[Test Rules] [PR #4513] added rule: VIP impersonation with invoicing request

github-actions[bot] · github-actions[bot] · commit 00968ee7273c · 2026-05-20T17:41:47.000Z
diff --git a/detection-rules/4513_impersonation_vip_invoicing_request.yml b/detection-rules/4513_impersonation_vip_invoicing_request.yml
@@ -0,0 +1,59 @@
+name: "VIP impersonation with invoicing request"
+description: "This rule detects emails attempting to impersonate a VIP, it leverages NLU to determine if there is invoicing verbiage in the current thread, and requires request language."
+type: "rule"
+severity: "high"
+source: |
+  type.inbound
+  and any($org_vips,
+          strings.contains(sender.display_name, .display_name)

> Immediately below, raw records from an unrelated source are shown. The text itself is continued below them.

PR #632, opened 2020-12-07
Stub pdf creation for intakes except when explicitly testing pdf creation [#175675390]

bytheway875:
clients_controller_spec before: 
Screen Shot 2020-12-07 at 1 11 26 PM

clients_controller_spec after:
Screen Shot 2020-12-07 at 1 11 49 PM

### DIFF
--- a/spec/models/intake_spec.rb
+++ b/spec/models/intake_spec.rb
@@ -1320,6 +1320,8 @@ describe Intake do
     before do
       example_pdf = Tempfile.new("example.pdf")
       example_pdf.write("example pdf contents")
+      allow(intake).to receive(:create_original_13614c_document).and_call_original
+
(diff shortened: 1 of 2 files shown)


embarnard (approved):
@bytheway875 reviewing with @alaroia-cfa, looks good to us! Great to see it speed up 50%!

We discussed that it might be annoying if lots of methods get stubbed out in rails helper over time, but we concluded we can cross that bridge later.

🚢

bytheway875:
@embarnard yes! I considered that it might be more confusing to stub this in the rails_helper and that it might make more sense just to stub it at the top of clients_controller, especially since the marginal gain from putting it in rails_helper wasnt that big ... but in this case, it really did feel like something that was worth stubbing in all cases because of what a hefty transaction the pdf creation is.

PR #734, opened 2021-01-22
Rename classes to avoid conflict

alaroia-cfa:
`CreateVitaPartnerZipCodes` used to be both a regular class and a migration.
Rename one to `VitaPartnerZipCodesImporter`.

I believe this only showed up when doing a deploy because we "eagerly load" all the code when doing a deployment.

(Unrelated: I've been interested in making the test suite eagerly load the code. That would have caught this issue. I may do that sometime.)


bengolder (approved):
Looks good!

PR #735, opened 2021-01-22
Source param routing updates #176262947

bytheway875:
Two requested updates to the client param routing stuff:

1) Allow any version of /Hub /HUB /hub /hUb to match the partner's source param. We downcase the code before adding it as a source parameter, and then downcase what we save as the source param when we search for it in the Partner Router. (I didn't transform it when putting it into the db, because that source param seems to be used for a couple of different values...)

2) Make the section that displays this info more readable/understandable to users.

Screen Shot 2021-01-22 at 9 42 35 AM

### DIFF
--- a/app/models/source_parameter.rb
+++ b/app/models/source_parameter.rb
@@ -23,4 +23,12 @@ class SourceParameter < ApplicationRecord
   validates_presence_of :vita_partner_id
   validates_presence_of :code
   validates_uniqueness_of :code
+
+  before_validation :downcase_code
+
+  private
+
+  def downcase_code
+    self.code = code.downcase if code_changed?
+  end
 end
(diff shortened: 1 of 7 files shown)


app/models/source_parameter.rb
```diff
@@ -23,4 +23,12 @@ class SourceParameter < ApplicationRecord
   validates_presence_of :vita_partner_id
   validates_presence_of :code
   validates_uniqueness_of :code
+
+  before_validation :downcase_code
+
+  private
+
+  def downcase_code
+    self.code = code.downcase if code_changed?
```
bengolder, line 32: why is this conditional on a change? Are there scenarios when you don't want it to downcase?

bengolder (approved):
Looks good! One minor question

app/models/source_parameter.rb
bytheway875: code_changed? is part of active model dirty -- it will only reassign the downcased code programmatically if the code is one of the values that changed. This prevents us from rewriting the downcased version of code on every write (for example, say we wanted to increment a "count" attribute every time we see a source param used -- we don't want to re-downcase the code every time we do that)

PR #741, opened 2021-01-25
Fix eip intake creation

sniemeyer13:
In the course of requiring visitor_ids onto intakes to facilitate mixpanel updates, we realized that this form/controller was requiring us to explicitly set visitor_id in _two_ places. We realized that the controller after_update_success method was actually creating a _second_ new intake! I think it was expecting to update the current_intake from the application_controller (which would have been updated when setting the intake_id into session), but because this controller has it's own current_intake method that instantiates a new Intake, we were creating a second new intake. For every eip intake we created, we were then creating a second blank one that only stored triage source!

### DIFF
--- a/app/controllers/questions/eip_overview_controller.rb
+++ b/app/controllers/questions/eip_overview_controller.rb
@@ -21,7 +21,7 @@ module Questions
       session[:intake_id] = @form.intake.id
       stimulus_triage_id = session.delete(:stimulus_triage_id)
       if stimulus_triage_id.present?
-        current_intake.update(triage_source: StimulusTriage.find(stimulus_triage_id), visitor_id: visitor_id)
+        @form.intake.update(triage_source: StimulusTriage.find(stimulus_triage_id))
       end
     end
   end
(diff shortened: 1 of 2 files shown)


app/controllers/questions/eip_overview_controller.rb
```diff
@@ -21,7 +21,7 @@ def after_update_success
       session[:intake_id] = @form.intake.id
       stimulus_triage_id = session.delete(:stimulus_triage_id)
       if stimulus_triage_id.present?
-        current_intake.update(triage_source: StimulusTriage.find(stimulus_triage_id), visitor_id: visitor_id)
+        @form.intake.update(triage_source: StimulusTriage.find(stimulus_triage_id))
```
jenny-heath, line 24: another thing that could be done to fix this is the `current_intake` method on this controller could return `super || Intake.new(eip_only: true)` which would also take care of people who arrived on this page with an intake already in their session? unclear whether this is what we want for people arriving on the page or not (unclear duplicate behavior etc etc)

bytheway875: It seems like the logic was intended to always create a new intake for EIP only, even if they already had another intake. So super || would fix the after_update issue, but would cause a bug on the before update. I think this fix is the "least tricky" way to ensure that we're actually doing what we want, which is updating the immediately-previously-created intake with this new data.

+          or strings.contains(sender.display_name,
+                              strings.concat(.first_name, " ", .last_name)
+          )
+          or strings.contains(sender.display_name,
+                              strings.concat(.last_name, ", ", .first_name)
+          )
+  )
+  and (
+    (
+      sender.email.domain.domain in $org_domains
+      // X-headers indicate external sender
+      and headers.x_authenticated_sender.email != sender.email.email
+      and headers.x_authenticated_domain.domain not in $org_domains
+    )
+    or sender.email.domain.domain not in $org_domains
+  )
+  
+  // Invoice Language with a request
+  and (
+    any(ml.nlu_classifier(body.current_thread.text).tags,
+        .name == "invoice"
+        and .confidence in ("medium", "high")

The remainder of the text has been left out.